How to choose between making a component in-house versus buying it
The make-vs-buy decision is one of the most consequential and least rigorously made decisions in Indian manufacturing. Most companies make it based on intuition or historical practice — 'we've always made this' or 'we've always bought this' — without actually running the numbers.
The financial analysis starts with total cost comparison. Make cost includes: direct materials, direct labour, machine time (depreciation and maintenance), overhead absorption, quality cost, and management time. Buy cost includes: purchase price, inbound freight, incoming inspection, supplier management time, and inventory carrying cost. Both sides need to be fully loaded — not just the obvious costs.
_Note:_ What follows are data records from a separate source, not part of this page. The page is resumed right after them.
PR #936, opened 2018-09-05
WIP / Discussion - 010 Plex fini

vEpiphyte:
- Allow the plex fini to actually shut down the io loop.
- Allow `coroLoopTask` and `addLoopCoro` to return tasks/futures so they are cancellable.
- Clean up some fini stuff

Open discussion:
The task cancellation is not thread safe and should be done in the ioloop. need to fix that.
Possible that this exposes other things that need to be cleaned up as well.

### DIFF
--- a/synapse/daemon.py
+++ b/synapse/daemon.py
@@ -466,7 +466,8 @@ class Daemon(EventBus):
                         logger.exception('Error running %r', valu)
                     finally:
                         await valu.fini()
-                s_glob.plex.coroLoopTask(spinshareloop())
+                future = s_glob.plex.coroLoopTask(spinshareloop())
+                self.onfini(future.cancel)
 
         except Exception as e:
 
--- a/synapse/daemon.py
+++ b/synapse/daemon.py
@@ -248,7 +248,7 @@ class Daemon(EventBus):
 
             await asyncio.wait([link.fini() for link in self.connectedlinks], loop=s_glob.plex.loop)
 
-        s_glob.plex.coroLoopTask(afini())
+        s_glob.plex.coroToTask(afini())
 
     def _getSslCtx(self):
         return None
--- a/synapse/daemon.py
+++ b/synapse/daemon.py
@@ -158,6 +158,7 @@ class Daemon(EventBus):
         EventBus.__init__(self)
 
         self.dirn = s_common.gendir(dirn)
+        self._shareLoopTasks = []
 
         conf = self._loadDmonYaml()
         self.conf = s_common.config(conf, self.confdefs)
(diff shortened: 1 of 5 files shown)


synapse/daemon.py
```diff
@@ -466,7 +466,8 @@ def _getTaskFiniMesg(self, task, valu):
                         logger.exception('Error running %r', valu)
                     finally:
                         await valu.fini()
-                s_glob.plex.coroLoopTask(spinshareloop())
+                task = s_glob.plex.coroLoopTask(spinshareloop())
+                self.onfini(task.cancel)
```
vEpiphyte: this call needs to happen from the ioloop since cancel is not threadsafe

synapse/lib/plex.py
```diff
@@ -27,8 +28,11 @@ def __init__(self):
 
         def fini():
             coro = self._onAsyncFini()
-            self.coroToSync(coro, timeout=2)
-            self.loop.stop()
+            try:
+                self.coroToSync(coro, timeout=.05)
+            except concurrent.futures.TimeoutError:
+                pass
```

Beyond cost, consider strategic factors. Make is preferred when: the component is central to your product differentiation, you have proprietary technology or process that competitors can't replicate, quality control requires your direct oversight, or the volume justifies the investment. Buy is preferred when: the component is standard and suppliers can make it better and cheaper, you lack the capacity or capability to produce it well, or you want to keep capital focused on your core operations.
Consider the hidden cost of in-house production: management attention. Every production process you add internally requires supervision, scheduling, procurement, quality management, and maintenance. These overhead costs are real but often invisible in a make-vs-buy analysis.
For borderline decisions, look at your capacity situation. If you have surplus capacity that would otherwise be idle, making in-house has a lower marginal cost than full absorption cost suggests. If you're capacity-constrained, buying frees up capacity for higher-value work.
Revisit the decision periodically. A component that was right to make 5 years ago may be right to buy today — because supplier capability has improved, because your volumes have changed, or because your strategic priorities have shifted.